PROBLEM TO SOLVE: The answer should be one number: how many lines in the records below contain the word "real".

Saved data entries

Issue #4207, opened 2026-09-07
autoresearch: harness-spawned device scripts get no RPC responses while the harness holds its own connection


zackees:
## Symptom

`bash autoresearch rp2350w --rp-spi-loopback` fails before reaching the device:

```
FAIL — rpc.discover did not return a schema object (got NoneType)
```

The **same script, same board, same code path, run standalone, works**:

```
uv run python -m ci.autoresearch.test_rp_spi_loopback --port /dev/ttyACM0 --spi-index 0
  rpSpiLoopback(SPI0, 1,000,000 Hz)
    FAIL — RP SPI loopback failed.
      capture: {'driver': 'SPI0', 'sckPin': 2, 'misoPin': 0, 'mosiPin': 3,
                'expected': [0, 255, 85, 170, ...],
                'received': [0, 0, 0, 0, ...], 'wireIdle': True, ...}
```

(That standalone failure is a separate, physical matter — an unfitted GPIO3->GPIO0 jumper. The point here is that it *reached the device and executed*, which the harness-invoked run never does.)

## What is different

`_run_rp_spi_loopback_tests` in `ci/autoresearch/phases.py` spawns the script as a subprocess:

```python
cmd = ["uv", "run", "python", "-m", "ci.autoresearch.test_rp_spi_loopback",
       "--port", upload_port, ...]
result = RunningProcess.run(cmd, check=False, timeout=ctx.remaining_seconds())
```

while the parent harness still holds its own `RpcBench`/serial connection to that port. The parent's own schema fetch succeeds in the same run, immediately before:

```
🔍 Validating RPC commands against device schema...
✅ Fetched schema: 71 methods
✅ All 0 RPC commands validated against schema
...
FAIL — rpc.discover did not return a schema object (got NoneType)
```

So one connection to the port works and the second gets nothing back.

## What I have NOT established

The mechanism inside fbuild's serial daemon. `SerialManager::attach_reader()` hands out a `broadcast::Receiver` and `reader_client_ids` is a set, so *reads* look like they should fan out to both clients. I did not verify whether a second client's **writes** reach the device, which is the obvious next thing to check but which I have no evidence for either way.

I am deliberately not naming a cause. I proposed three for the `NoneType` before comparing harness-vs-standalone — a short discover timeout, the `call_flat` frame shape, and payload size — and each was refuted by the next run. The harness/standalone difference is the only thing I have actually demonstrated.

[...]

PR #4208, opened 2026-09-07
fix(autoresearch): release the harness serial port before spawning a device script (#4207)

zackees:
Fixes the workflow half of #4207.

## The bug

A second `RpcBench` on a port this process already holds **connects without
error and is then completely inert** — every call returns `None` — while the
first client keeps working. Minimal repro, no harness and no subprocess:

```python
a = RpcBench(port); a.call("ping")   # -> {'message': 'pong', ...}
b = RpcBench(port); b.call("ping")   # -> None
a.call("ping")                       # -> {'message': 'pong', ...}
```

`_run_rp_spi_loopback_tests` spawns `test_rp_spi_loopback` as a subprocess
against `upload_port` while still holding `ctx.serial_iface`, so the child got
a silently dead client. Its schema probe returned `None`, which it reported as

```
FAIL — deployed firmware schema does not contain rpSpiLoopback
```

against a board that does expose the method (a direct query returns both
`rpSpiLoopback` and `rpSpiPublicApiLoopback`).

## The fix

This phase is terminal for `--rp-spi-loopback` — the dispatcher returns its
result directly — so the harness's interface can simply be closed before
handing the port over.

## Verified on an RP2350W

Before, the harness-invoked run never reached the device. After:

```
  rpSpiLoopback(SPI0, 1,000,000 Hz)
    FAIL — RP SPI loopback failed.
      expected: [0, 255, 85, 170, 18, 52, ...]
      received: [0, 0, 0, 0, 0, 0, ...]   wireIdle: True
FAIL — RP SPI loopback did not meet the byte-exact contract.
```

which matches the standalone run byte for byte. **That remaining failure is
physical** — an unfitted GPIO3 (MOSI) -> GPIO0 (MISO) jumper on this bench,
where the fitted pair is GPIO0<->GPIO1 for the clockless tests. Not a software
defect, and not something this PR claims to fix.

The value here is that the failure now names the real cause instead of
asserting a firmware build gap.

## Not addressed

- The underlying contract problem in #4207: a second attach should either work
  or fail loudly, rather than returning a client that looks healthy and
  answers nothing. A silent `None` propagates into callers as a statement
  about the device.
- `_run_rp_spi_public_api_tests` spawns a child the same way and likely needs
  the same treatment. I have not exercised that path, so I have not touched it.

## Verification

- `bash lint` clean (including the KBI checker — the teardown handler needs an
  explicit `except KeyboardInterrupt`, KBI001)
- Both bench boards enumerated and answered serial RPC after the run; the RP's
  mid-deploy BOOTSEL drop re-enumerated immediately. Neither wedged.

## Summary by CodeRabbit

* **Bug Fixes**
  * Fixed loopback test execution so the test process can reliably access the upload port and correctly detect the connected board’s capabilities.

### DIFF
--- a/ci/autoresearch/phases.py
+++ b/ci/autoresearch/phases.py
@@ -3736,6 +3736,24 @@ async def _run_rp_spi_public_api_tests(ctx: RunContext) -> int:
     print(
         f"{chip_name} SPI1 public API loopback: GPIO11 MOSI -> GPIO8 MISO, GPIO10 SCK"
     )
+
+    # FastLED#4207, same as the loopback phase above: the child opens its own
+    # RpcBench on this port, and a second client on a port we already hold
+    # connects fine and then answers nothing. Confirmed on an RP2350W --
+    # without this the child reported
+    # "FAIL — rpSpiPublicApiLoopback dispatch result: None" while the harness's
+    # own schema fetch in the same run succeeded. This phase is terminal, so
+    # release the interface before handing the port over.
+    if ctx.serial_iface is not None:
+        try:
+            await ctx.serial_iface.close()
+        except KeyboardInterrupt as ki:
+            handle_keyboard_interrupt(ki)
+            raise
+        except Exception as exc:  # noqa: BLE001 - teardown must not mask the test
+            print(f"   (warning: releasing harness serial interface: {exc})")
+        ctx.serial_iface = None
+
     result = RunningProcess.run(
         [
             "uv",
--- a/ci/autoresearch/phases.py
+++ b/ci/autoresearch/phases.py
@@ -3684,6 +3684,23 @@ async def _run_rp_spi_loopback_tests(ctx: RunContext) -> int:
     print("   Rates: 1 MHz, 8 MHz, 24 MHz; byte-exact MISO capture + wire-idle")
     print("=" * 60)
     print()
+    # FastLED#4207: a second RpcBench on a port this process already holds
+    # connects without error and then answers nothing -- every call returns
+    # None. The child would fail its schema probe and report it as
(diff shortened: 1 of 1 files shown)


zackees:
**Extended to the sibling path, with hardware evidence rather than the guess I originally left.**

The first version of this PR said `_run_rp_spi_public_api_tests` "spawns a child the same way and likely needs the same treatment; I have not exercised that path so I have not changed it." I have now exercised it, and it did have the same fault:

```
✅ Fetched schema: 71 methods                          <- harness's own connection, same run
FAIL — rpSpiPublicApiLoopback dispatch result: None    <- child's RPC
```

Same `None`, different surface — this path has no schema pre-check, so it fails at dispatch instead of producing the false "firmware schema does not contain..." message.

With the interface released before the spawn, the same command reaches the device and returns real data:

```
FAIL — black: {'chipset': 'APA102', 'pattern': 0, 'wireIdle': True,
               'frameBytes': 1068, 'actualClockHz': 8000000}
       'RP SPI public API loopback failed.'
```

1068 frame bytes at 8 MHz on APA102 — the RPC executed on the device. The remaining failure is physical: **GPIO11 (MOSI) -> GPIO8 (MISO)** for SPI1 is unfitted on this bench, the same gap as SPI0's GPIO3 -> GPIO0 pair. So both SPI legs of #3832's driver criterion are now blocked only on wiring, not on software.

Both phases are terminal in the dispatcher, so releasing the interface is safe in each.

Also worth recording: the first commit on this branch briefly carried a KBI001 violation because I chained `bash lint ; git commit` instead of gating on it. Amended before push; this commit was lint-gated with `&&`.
==
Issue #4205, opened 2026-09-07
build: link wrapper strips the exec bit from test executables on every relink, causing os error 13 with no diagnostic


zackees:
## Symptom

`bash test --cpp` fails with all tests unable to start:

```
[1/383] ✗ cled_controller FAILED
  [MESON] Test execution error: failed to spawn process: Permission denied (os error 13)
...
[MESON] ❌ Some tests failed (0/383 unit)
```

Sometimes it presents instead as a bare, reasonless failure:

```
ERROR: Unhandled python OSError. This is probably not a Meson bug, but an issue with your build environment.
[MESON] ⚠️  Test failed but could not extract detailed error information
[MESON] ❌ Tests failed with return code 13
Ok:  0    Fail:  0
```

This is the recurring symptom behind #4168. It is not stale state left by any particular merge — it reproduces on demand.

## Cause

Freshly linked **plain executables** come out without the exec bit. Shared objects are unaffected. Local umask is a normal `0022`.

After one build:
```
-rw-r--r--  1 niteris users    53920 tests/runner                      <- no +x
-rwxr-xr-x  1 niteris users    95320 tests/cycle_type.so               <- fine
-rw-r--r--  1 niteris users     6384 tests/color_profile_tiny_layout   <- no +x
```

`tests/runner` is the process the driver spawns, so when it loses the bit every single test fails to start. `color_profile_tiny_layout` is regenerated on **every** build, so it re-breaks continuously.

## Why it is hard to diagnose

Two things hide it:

EXERCISE ANSWER: 2